DATA SECTION: Begin

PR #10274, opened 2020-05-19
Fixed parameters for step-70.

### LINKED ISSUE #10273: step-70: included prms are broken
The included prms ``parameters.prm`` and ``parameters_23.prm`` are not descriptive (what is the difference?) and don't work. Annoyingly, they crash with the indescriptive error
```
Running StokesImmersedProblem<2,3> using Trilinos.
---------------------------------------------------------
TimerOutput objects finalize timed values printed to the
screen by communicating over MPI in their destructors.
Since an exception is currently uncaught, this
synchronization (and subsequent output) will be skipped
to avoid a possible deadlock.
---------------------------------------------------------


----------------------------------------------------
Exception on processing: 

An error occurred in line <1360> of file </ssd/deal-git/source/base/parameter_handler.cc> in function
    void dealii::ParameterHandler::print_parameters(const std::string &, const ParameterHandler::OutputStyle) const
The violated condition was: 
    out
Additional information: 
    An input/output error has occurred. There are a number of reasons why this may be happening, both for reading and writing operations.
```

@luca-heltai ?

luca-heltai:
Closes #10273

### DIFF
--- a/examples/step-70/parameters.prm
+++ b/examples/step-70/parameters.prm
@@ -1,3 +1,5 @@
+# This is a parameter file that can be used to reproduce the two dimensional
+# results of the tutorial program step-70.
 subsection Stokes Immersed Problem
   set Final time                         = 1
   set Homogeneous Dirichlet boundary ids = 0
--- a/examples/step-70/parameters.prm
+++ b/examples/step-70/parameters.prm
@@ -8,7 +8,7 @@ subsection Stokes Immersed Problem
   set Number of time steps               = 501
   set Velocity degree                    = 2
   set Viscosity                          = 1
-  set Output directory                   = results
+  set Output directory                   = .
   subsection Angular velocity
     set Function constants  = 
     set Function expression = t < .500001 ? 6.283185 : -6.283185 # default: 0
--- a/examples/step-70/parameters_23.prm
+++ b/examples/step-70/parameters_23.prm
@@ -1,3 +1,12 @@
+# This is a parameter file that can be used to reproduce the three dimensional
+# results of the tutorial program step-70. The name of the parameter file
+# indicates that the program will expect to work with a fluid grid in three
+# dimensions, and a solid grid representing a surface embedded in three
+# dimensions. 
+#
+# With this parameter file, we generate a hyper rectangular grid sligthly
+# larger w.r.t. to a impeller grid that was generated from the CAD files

DATA SECTION: End
DATA SECTION: Begin

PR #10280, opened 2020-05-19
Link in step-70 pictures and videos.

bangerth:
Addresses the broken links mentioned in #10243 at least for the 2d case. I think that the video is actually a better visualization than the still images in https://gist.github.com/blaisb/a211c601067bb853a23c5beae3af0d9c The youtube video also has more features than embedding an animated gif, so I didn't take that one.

DATA SECTION: End
DATA SECTION: Begin

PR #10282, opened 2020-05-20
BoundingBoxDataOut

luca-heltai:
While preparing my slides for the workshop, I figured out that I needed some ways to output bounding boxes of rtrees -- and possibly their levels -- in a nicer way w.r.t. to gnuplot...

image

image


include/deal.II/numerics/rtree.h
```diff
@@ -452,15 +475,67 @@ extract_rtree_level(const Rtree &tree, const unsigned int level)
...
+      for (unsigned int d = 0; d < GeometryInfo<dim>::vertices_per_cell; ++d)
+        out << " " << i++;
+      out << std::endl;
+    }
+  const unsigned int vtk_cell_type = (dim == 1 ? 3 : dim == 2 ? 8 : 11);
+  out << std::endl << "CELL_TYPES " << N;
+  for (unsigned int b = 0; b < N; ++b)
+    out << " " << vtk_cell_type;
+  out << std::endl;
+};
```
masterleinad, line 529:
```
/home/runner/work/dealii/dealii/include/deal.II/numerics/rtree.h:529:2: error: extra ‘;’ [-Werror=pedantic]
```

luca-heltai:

DATA SECTION: End

* **DESCRIPTION OF THE TASK**: Go line by line through the listing and count every line that includes the word "will". Only the total is needed.

* **YOUR RESPONSE**: 2